EXERCISE GOAL
For the string "ericanderson", find every matching line in the records and copy it.

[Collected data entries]
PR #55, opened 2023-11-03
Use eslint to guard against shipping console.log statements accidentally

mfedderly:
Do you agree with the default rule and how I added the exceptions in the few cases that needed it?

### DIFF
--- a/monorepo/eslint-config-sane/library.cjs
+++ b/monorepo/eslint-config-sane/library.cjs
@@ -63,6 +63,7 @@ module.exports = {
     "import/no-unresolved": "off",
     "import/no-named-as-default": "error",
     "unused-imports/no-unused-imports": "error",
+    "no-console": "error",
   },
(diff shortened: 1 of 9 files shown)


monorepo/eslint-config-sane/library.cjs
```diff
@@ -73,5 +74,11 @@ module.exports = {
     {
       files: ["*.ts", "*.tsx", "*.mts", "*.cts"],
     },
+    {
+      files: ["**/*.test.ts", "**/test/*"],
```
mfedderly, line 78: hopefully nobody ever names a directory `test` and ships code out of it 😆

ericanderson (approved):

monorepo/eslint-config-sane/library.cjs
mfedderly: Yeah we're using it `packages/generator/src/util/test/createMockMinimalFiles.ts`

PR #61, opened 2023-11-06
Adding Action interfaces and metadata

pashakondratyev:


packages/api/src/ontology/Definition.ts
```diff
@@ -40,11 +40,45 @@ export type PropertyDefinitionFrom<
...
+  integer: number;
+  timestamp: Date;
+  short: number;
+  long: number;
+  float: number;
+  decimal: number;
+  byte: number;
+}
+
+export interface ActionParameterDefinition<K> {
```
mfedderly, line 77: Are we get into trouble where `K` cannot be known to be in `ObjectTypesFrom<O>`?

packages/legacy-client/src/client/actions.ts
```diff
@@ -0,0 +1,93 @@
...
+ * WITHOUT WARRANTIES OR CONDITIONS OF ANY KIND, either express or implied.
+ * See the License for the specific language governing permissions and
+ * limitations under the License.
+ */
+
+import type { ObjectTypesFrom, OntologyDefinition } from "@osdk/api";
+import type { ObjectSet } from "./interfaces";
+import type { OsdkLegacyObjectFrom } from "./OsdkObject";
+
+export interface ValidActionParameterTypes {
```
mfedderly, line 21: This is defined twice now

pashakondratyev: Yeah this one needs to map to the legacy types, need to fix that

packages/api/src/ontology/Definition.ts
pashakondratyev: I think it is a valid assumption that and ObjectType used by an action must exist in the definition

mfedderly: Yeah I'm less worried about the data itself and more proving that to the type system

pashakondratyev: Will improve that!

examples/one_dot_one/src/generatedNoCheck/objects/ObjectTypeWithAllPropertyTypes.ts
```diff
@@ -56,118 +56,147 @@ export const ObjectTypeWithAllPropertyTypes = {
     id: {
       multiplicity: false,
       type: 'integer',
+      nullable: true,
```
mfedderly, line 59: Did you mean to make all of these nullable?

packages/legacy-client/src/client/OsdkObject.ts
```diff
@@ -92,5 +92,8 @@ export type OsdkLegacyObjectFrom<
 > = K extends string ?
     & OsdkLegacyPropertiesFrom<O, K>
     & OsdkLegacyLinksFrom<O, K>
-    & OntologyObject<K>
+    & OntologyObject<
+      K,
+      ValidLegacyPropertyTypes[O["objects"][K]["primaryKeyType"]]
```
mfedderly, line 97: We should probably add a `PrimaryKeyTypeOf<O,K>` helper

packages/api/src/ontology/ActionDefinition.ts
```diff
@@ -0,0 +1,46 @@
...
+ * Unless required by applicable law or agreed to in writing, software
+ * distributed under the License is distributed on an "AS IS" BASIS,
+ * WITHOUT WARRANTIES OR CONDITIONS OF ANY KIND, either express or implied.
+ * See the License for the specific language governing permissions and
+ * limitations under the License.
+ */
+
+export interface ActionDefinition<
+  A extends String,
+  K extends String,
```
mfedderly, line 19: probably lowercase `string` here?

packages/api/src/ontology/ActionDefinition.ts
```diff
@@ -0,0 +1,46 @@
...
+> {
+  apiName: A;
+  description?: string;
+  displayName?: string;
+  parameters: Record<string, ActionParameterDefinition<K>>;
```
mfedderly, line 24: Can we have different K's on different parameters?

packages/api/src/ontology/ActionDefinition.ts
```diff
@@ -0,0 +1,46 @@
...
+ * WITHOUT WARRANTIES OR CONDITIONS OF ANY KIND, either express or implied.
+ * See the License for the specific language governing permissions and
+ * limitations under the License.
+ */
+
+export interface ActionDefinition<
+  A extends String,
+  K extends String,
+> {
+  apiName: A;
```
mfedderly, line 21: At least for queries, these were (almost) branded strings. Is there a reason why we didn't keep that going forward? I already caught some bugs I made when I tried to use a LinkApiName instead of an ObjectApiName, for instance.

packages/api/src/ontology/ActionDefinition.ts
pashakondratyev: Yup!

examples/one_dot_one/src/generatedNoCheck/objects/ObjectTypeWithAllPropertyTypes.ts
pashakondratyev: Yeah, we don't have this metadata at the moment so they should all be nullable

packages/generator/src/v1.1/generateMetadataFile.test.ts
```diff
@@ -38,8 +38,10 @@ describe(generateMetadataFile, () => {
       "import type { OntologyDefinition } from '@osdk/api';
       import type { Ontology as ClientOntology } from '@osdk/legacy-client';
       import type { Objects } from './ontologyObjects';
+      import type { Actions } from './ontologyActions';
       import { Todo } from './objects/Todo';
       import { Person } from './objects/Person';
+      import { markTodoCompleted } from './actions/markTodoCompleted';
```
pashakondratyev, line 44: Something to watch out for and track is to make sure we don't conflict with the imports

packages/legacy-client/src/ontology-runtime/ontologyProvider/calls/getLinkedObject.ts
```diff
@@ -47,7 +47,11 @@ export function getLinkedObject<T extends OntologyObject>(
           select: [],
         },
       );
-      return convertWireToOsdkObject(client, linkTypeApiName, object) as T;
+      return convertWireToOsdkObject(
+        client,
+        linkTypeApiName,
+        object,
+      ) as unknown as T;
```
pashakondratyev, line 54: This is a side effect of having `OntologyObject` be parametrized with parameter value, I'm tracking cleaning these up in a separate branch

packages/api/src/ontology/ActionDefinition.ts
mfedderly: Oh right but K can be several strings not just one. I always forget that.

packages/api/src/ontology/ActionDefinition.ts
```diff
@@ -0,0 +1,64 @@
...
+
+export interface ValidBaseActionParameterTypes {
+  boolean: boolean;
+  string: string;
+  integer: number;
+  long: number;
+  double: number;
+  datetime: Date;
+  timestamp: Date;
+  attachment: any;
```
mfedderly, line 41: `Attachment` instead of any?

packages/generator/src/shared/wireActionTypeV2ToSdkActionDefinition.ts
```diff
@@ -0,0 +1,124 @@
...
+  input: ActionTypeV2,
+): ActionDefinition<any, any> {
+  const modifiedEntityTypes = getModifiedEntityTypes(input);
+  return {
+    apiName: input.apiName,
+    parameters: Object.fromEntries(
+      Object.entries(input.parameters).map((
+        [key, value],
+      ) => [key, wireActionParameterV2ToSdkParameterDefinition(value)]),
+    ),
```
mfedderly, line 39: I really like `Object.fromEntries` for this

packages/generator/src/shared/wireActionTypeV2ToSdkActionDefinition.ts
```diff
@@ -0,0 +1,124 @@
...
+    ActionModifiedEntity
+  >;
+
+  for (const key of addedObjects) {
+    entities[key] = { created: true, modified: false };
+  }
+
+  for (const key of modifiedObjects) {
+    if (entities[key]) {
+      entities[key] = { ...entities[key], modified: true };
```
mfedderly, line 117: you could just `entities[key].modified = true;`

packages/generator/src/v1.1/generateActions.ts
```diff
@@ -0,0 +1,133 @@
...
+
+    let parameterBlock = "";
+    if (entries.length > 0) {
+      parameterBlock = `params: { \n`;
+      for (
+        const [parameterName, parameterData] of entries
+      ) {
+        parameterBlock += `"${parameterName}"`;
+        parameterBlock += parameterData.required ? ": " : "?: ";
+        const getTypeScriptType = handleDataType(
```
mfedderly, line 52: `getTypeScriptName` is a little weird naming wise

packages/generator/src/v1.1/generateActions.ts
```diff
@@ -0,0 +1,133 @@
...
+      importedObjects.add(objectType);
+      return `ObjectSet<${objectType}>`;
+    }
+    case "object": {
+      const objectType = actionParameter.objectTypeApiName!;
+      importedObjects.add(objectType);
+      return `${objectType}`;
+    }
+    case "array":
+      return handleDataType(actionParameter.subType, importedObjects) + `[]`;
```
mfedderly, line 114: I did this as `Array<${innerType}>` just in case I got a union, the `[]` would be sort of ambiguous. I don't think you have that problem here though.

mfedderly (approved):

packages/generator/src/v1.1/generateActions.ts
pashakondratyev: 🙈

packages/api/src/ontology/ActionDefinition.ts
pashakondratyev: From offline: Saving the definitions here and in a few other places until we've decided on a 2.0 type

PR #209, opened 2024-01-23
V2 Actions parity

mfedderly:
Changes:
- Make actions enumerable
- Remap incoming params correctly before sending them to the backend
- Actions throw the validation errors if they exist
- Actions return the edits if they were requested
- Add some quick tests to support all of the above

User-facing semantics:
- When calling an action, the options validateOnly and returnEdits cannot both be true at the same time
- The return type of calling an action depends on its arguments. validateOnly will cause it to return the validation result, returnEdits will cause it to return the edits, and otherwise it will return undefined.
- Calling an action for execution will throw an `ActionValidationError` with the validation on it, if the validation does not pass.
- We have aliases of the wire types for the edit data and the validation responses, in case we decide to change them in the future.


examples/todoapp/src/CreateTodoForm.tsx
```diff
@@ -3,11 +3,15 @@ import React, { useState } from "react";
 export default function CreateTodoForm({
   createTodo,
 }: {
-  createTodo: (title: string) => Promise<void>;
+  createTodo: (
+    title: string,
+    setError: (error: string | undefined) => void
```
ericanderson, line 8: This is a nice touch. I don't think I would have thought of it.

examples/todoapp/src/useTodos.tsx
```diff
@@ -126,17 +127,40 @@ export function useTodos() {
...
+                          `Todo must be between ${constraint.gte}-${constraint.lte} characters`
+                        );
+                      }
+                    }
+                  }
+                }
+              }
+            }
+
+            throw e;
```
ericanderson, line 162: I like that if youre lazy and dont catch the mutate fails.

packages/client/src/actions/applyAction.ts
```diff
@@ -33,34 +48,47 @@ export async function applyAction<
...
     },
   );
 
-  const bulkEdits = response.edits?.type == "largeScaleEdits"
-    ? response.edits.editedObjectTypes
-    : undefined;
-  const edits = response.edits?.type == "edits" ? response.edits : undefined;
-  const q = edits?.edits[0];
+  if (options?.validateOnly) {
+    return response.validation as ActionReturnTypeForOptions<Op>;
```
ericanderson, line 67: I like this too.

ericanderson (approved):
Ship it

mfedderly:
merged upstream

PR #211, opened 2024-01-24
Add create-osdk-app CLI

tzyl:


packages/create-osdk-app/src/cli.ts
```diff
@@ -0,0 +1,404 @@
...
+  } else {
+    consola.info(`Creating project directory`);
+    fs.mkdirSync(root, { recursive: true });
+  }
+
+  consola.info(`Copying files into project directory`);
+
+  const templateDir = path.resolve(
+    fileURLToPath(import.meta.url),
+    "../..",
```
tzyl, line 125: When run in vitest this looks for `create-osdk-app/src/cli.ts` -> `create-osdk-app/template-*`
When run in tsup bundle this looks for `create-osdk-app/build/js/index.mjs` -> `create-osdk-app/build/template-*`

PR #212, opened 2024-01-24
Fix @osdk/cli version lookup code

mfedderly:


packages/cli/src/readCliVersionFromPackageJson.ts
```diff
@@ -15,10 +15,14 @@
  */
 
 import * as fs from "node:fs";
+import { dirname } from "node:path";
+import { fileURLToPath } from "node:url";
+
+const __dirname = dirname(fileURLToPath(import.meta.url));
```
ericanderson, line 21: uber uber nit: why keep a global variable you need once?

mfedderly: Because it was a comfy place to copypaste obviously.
---
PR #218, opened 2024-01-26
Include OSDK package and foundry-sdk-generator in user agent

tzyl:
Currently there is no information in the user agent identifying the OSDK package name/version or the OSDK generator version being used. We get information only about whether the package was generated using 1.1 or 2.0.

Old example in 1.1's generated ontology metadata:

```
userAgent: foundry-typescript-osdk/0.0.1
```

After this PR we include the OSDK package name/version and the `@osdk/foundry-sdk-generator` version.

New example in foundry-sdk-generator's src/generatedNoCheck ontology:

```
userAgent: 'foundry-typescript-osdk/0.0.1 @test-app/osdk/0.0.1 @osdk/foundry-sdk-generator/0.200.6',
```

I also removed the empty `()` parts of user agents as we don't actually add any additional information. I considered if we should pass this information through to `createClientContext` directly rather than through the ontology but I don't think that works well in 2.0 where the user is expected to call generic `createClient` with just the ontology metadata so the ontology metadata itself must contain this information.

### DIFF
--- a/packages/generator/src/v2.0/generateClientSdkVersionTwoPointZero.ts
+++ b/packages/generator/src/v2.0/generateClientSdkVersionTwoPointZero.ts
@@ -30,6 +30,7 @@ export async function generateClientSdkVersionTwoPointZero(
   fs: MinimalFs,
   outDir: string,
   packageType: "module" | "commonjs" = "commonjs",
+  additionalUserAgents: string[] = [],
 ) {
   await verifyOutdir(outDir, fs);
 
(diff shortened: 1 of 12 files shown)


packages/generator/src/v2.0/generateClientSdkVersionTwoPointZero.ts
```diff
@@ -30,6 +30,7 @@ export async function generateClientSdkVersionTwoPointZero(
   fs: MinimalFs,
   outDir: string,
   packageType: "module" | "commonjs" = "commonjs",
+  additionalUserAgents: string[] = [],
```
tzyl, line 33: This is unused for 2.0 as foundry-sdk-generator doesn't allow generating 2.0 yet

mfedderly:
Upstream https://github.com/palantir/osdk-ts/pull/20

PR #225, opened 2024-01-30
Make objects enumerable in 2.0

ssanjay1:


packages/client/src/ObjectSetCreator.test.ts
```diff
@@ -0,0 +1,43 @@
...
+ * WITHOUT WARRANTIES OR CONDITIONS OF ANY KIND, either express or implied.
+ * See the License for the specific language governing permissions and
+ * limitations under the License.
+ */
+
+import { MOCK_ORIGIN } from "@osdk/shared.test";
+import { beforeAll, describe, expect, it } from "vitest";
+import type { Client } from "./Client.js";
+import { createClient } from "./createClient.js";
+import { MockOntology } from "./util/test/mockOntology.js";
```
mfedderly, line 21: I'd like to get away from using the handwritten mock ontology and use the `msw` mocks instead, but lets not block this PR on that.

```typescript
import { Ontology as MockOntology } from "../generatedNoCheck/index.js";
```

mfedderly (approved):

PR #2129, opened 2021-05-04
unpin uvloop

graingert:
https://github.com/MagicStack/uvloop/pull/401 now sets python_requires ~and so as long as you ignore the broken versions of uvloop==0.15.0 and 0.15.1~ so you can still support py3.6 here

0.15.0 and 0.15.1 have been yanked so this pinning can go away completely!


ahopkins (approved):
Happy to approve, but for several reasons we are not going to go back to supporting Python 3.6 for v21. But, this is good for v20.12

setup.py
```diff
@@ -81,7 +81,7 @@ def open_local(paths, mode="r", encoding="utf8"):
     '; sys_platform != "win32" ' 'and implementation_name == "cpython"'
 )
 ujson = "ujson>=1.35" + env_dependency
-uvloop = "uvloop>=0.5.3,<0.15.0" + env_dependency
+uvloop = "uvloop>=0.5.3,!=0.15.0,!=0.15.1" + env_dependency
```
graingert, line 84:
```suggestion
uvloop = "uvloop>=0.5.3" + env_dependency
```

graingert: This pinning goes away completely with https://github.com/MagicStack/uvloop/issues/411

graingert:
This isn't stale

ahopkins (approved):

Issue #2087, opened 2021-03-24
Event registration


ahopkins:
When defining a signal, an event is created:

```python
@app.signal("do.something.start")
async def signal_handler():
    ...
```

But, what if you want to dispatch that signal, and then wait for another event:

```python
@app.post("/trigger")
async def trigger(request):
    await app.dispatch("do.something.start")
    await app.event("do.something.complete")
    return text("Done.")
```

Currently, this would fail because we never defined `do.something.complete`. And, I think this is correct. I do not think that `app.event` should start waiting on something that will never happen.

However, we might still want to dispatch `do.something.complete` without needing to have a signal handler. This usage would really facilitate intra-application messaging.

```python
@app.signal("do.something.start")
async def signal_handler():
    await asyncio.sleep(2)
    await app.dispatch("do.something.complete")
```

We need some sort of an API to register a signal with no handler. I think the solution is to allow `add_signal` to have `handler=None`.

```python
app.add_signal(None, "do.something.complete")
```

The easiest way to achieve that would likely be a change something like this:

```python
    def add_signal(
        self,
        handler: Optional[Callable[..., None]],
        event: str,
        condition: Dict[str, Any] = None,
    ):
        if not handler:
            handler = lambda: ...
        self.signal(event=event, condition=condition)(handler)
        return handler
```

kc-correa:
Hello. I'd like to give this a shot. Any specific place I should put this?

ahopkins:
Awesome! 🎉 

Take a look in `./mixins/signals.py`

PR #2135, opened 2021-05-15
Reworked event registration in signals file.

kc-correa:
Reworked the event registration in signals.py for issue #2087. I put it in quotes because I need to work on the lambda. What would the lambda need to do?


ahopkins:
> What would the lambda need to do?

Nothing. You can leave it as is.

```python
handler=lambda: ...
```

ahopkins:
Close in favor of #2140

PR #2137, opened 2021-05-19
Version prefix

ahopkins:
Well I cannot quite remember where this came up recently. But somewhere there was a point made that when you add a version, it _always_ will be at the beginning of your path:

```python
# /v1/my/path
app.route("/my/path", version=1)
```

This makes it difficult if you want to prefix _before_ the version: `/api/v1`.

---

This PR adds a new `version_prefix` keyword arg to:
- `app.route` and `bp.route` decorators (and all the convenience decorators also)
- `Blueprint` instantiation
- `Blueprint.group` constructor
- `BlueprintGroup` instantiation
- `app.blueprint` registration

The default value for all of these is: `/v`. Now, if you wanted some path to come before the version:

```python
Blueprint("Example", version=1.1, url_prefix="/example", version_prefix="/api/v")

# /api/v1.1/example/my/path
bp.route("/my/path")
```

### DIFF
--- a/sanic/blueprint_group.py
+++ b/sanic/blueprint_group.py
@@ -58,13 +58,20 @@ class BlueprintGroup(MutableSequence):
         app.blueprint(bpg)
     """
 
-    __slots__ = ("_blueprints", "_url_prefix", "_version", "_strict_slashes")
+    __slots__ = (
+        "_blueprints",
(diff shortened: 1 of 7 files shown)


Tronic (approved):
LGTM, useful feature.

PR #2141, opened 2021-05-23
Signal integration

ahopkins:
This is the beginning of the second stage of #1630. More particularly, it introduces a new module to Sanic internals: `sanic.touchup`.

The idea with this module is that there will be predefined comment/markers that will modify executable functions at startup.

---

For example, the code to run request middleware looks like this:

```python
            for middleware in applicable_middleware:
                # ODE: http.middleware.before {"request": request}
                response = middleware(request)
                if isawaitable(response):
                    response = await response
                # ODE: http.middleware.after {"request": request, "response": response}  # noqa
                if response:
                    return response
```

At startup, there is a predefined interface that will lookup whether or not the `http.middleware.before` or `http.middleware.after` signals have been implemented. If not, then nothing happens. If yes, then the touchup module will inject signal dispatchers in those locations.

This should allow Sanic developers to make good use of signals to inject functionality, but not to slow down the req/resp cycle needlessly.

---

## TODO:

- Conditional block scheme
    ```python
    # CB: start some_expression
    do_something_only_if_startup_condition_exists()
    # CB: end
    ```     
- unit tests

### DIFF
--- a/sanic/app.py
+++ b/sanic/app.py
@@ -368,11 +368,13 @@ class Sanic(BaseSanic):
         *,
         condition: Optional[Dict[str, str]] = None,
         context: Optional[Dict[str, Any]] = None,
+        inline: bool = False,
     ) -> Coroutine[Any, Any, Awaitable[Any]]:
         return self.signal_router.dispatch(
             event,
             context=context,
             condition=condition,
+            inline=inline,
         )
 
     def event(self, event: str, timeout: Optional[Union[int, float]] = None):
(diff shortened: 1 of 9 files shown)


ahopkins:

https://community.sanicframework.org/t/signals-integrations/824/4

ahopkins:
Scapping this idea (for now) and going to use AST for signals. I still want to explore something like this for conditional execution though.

ANSWER TO THE PROBLEM
ericanderson (approved):
ericanderson, line 8: This is a nice touch. I don't think I would have thought of it.
ericanderson, line 162: I like that if youre lazy and dont catch the mutate fails.
ericanderson, line 67: I like this too.
ericanderson (approved):
ericanderson, line 21: uber uber nit: why keep a global variable you need once?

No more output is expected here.